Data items
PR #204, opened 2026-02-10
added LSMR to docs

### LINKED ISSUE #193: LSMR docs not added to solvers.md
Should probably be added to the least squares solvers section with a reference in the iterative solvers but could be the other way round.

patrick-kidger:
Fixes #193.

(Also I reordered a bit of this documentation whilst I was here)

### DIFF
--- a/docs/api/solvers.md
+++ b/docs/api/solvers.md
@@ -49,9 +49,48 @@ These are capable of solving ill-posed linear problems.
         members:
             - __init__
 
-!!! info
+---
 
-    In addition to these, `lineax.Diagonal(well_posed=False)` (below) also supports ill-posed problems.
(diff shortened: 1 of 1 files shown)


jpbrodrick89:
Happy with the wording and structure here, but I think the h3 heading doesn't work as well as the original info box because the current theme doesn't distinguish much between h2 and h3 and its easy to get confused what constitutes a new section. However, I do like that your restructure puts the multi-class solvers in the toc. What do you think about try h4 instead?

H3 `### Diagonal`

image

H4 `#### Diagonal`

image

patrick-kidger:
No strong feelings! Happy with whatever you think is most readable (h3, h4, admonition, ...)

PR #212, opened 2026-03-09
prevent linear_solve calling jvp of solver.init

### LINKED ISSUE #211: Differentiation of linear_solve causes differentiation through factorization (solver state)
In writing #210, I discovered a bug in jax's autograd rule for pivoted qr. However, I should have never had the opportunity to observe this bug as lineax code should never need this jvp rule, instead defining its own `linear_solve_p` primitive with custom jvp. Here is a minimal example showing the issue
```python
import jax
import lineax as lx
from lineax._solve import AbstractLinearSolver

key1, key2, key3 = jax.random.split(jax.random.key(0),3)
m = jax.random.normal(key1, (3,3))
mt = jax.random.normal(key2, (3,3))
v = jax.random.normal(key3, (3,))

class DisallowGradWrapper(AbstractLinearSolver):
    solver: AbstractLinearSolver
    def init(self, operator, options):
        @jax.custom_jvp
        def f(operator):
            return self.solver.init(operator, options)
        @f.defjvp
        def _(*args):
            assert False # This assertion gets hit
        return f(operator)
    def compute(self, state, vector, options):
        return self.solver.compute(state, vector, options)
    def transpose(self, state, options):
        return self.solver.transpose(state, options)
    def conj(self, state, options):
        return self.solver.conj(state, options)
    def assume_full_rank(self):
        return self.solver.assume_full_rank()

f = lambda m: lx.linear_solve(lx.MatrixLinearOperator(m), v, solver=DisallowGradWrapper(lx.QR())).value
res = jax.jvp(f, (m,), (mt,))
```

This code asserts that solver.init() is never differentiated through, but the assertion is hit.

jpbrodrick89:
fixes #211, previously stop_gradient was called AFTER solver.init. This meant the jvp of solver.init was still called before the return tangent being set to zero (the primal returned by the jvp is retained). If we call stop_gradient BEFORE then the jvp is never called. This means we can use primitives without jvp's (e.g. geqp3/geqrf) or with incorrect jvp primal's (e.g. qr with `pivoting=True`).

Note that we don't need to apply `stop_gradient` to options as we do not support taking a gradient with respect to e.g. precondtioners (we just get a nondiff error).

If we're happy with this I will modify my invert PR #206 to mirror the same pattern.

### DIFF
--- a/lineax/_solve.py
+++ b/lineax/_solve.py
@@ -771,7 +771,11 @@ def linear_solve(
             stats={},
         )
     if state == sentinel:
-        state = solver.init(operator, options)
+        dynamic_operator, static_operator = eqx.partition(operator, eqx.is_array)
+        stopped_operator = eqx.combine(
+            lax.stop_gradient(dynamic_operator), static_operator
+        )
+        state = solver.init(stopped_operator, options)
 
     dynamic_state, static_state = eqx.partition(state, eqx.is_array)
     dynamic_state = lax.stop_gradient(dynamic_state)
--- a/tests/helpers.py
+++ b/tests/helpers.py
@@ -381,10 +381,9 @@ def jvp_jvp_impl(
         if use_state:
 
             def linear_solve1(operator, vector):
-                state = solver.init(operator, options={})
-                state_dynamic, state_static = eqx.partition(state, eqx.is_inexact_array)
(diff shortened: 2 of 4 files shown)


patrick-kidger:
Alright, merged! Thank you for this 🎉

*THE TASK:*
Your answer must be the data above, copied exactly from its first line through the line containing "--- a/docs/api/solvers.md", and nothing more.

*RESPONSE TO THE TASK:*
PR #204, opened 2026-02-10
added LSMR to docs

### LINKED ISSUE #193: LSMR docs not added to solvers.md
Should probably be added to the least squares solvers section with a reference in the iterative solvers but could be the other way round.

patrick-kidger:
Fixes #193.

(Also I reordered a bit of this documentation whilst I was here)

### DIFF
--- a/docs/api/solvers.md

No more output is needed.